Exercise:
Identify each line in the records below that contains the word "ParamSpec", and copy it.

(Stored data)
****************************************
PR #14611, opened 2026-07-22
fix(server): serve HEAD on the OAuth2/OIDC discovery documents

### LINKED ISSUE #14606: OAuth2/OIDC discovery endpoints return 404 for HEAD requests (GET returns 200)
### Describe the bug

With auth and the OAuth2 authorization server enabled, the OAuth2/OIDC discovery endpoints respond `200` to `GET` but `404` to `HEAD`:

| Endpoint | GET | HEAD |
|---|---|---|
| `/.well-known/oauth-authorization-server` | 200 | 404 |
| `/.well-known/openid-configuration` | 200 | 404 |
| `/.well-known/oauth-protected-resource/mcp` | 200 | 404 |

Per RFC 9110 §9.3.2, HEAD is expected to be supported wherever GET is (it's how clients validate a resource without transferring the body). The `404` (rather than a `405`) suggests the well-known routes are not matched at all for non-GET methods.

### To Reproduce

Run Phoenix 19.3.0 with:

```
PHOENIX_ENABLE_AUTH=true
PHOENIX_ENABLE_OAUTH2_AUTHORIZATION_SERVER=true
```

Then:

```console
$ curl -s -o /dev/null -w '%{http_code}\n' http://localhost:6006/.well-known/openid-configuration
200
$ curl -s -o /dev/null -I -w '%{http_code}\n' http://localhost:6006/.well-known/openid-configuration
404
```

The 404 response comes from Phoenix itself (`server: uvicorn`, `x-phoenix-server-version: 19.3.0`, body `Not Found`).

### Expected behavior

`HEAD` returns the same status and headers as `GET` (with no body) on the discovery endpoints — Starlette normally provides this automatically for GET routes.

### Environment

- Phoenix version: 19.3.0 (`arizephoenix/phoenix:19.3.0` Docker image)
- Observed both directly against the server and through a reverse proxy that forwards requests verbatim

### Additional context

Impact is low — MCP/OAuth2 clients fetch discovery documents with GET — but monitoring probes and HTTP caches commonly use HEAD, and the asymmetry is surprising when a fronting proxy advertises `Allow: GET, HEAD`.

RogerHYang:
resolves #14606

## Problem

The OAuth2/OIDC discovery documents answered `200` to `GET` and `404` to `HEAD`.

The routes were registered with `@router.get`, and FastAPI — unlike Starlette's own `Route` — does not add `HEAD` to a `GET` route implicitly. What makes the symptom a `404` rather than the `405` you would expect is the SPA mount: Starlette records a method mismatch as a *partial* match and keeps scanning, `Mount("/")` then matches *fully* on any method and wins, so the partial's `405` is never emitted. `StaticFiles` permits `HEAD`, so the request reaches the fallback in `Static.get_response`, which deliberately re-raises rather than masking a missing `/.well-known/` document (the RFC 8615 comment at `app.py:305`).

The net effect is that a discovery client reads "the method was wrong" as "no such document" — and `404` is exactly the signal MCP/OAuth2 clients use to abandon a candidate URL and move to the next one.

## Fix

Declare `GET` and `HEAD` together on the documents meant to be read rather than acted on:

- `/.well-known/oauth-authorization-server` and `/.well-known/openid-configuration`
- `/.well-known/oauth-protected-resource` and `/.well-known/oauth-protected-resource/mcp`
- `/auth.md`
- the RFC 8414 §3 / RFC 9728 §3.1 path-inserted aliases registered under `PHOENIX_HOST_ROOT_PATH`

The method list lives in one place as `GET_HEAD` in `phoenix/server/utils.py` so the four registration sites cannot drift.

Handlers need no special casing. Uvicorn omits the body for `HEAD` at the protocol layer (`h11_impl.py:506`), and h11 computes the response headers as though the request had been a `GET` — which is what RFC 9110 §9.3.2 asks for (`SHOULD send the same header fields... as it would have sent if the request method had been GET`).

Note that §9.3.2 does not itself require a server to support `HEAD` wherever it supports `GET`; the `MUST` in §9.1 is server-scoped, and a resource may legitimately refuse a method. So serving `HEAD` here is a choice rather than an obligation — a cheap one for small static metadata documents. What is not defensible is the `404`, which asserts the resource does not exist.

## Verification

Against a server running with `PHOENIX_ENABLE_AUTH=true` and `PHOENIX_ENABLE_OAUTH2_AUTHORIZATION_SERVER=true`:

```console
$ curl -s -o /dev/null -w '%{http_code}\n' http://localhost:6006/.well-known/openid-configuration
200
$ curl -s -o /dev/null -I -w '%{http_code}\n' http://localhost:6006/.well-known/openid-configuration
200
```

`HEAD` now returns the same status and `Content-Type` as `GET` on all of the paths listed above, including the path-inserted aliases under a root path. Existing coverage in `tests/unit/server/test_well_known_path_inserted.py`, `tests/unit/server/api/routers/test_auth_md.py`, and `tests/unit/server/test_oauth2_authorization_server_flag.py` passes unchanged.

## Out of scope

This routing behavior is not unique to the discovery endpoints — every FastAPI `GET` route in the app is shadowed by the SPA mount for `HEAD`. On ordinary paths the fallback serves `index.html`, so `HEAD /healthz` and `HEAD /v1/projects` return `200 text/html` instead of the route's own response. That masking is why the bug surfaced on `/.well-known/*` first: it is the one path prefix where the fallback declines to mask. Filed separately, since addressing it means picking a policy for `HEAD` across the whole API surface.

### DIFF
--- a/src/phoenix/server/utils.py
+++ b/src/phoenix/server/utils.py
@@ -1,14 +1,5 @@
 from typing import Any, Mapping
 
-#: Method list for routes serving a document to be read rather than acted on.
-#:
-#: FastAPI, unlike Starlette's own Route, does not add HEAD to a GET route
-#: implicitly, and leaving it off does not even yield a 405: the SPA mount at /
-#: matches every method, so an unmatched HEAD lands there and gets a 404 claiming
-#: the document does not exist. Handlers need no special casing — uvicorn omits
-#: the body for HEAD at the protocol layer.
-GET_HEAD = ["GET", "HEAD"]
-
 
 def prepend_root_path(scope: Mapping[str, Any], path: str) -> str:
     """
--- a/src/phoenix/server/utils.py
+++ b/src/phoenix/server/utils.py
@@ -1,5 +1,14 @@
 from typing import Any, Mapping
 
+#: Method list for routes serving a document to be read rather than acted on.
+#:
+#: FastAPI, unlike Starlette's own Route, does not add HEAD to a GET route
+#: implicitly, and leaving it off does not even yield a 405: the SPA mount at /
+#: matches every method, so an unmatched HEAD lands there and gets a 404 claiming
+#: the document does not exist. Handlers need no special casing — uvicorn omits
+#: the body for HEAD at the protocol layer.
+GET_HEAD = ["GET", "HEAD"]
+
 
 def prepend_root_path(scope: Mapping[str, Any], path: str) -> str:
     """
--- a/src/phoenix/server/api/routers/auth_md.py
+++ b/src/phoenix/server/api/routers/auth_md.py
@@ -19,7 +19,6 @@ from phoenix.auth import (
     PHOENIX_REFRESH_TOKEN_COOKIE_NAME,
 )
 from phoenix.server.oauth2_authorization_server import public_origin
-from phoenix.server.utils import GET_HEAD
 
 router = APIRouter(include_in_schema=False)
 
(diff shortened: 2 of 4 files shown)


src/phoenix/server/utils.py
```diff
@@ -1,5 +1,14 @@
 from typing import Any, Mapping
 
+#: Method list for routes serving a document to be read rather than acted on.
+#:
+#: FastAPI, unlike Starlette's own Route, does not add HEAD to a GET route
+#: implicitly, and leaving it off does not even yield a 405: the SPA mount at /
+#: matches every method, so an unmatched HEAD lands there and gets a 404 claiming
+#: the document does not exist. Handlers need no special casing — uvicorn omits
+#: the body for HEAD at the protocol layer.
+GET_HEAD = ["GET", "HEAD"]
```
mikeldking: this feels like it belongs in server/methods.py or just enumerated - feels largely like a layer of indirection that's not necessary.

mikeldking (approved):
****************************************
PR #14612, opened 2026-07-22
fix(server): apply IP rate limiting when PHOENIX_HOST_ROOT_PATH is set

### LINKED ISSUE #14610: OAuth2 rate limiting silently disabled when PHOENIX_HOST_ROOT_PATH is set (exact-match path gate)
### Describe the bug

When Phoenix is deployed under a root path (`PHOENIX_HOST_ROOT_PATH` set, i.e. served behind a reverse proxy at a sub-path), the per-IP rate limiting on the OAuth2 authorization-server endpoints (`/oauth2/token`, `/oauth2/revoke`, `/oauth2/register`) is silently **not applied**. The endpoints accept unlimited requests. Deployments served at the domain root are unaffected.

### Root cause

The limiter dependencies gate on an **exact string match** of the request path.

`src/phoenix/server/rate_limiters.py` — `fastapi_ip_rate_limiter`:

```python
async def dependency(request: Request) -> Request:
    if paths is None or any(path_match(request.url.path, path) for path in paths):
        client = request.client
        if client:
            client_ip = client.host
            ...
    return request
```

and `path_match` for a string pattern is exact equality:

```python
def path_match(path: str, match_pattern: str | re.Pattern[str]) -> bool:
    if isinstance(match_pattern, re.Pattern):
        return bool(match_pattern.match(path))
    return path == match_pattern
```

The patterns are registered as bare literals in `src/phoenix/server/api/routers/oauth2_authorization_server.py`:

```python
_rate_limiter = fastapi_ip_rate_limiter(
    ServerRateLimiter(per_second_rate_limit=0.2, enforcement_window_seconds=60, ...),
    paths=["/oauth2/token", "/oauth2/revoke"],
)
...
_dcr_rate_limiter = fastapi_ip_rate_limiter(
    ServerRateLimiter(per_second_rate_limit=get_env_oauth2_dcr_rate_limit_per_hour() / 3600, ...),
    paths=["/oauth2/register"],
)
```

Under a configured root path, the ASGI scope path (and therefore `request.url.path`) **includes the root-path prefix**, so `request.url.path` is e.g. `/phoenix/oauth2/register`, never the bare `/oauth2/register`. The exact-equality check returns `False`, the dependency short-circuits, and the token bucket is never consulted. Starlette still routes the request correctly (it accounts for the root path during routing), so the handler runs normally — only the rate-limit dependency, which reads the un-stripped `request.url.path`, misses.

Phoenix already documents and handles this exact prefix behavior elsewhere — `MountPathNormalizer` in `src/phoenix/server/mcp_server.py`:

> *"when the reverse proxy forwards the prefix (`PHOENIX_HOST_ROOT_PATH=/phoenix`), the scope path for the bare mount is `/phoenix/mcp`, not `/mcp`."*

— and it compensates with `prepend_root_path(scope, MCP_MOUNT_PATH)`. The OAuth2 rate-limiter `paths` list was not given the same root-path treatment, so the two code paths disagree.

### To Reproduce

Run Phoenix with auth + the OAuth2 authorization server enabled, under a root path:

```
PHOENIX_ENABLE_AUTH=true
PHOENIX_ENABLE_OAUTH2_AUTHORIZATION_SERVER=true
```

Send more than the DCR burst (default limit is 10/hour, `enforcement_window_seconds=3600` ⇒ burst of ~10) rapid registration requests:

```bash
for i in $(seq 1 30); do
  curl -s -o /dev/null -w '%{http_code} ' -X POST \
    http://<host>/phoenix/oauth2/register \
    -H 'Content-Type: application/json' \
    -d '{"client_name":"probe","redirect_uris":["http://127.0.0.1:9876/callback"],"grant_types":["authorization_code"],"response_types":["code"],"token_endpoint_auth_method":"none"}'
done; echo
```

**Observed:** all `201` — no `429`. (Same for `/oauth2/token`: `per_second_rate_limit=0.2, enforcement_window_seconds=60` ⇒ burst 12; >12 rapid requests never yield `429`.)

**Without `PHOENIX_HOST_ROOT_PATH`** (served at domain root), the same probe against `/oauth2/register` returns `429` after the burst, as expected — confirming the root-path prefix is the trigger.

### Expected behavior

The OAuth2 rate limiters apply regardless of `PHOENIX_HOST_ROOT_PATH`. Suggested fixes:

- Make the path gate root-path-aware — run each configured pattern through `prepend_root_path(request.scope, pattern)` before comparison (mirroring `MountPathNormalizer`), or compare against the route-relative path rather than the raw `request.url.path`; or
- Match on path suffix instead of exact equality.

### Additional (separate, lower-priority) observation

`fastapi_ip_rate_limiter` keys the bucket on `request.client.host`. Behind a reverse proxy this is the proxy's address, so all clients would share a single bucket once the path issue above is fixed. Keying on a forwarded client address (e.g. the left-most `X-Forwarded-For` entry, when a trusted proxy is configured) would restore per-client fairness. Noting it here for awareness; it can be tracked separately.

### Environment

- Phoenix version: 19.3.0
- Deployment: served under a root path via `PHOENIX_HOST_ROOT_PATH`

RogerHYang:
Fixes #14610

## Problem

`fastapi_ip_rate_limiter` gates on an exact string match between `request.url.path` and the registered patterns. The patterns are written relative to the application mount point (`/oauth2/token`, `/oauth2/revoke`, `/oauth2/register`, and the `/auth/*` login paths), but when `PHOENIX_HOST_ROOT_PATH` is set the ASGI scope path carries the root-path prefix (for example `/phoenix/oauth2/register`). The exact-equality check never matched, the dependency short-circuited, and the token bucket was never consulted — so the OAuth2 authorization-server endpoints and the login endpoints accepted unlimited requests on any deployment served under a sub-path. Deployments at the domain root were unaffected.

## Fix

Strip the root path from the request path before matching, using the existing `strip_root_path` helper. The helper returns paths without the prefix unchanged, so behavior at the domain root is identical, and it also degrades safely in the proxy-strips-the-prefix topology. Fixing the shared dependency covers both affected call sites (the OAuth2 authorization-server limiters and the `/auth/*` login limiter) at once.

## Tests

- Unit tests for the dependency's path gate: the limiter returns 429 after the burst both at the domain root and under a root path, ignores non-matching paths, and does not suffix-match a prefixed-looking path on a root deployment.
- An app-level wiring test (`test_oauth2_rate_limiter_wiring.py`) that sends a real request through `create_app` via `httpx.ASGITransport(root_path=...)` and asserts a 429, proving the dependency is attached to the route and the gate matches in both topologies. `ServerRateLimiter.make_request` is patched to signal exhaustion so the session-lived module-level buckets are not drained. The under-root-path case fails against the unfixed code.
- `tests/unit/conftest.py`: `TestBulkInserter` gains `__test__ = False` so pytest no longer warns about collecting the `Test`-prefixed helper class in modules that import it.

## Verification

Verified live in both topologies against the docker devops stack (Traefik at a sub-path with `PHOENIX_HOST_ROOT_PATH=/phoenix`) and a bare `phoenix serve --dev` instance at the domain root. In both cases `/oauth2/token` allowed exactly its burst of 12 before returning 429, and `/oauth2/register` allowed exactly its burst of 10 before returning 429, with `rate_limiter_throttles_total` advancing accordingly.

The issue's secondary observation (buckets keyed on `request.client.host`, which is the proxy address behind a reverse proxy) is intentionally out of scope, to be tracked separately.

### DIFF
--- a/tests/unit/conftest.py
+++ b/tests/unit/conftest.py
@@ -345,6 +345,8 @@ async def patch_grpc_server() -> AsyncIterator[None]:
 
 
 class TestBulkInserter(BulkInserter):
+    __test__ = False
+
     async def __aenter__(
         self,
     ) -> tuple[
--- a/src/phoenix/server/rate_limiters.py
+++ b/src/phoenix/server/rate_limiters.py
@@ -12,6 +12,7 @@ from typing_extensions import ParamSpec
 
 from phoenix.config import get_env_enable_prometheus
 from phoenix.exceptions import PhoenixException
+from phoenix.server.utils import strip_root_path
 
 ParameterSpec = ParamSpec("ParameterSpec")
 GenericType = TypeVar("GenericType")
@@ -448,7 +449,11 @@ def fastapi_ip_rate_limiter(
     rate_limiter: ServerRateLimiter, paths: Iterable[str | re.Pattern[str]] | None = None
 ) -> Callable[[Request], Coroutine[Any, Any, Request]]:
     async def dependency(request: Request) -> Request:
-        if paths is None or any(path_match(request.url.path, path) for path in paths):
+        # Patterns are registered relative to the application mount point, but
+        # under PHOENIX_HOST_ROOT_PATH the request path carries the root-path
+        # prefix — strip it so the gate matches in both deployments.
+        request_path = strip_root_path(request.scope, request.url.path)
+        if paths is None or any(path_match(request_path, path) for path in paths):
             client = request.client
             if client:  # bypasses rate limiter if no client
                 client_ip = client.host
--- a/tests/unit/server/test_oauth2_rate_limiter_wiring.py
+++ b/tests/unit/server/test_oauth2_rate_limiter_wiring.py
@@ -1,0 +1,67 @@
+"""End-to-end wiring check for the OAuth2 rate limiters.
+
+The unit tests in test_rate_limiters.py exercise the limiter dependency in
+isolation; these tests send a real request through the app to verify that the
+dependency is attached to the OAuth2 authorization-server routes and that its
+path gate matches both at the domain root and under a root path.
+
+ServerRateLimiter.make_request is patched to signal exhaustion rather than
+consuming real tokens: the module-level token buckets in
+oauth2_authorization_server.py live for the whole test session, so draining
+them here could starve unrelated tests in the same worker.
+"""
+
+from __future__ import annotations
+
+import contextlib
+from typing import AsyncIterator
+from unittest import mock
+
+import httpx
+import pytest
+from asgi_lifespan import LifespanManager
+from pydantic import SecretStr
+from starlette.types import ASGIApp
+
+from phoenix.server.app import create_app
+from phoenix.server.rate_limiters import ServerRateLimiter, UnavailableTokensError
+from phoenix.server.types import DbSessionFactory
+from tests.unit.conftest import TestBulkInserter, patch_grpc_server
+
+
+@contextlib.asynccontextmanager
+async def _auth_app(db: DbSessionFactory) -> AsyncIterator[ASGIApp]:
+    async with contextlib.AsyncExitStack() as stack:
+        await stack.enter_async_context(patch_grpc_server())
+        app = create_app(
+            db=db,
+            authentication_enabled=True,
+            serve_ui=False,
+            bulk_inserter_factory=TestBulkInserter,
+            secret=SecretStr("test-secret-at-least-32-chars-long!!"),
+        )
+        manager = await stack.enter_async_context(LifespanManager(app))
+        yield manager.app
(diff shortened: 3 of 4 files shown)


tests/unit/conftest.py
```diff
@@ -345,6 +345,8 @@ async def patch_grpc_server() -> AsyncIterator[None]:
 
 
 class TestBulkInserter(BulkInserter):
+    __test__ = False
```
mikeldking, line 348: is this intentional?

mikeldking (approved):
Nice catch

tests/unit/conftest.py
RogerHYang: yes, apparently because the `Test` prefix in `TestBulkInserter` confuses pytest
****************************************
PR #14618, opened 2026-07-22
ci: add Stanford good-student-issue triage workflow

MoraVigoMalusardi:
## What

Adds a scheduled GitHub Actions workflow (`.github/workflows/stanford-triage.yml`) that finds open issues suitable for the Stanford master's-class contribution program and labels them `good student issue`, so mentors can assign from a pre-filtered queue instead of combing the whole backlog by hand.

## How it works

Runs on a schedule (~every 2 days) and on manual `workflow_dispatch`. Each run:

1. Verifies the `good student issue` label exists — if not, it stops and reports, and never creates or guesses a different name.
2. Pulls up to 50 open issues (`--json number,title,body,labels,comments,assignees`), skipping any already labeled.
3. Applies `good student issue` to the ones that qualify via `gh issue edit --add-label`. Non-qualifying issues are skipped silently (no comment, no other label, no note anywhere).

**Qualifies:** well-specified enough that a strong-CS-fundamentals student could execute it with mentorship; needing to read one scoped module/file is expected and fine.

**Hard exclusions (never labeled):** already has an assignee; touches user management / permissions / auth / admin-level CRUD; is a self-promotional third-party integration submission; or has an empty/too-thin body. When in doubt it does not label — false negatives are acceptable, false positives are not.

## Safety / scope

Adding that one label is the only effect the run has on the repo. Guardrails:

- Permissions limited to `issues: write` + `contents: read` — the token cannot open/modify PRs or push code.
****************************************
Reply:
@@ -12,6 +12,7 @@ from typing_extensions import ParamSpec
 ParameterSpec = ParamSpec("ParameterSpec")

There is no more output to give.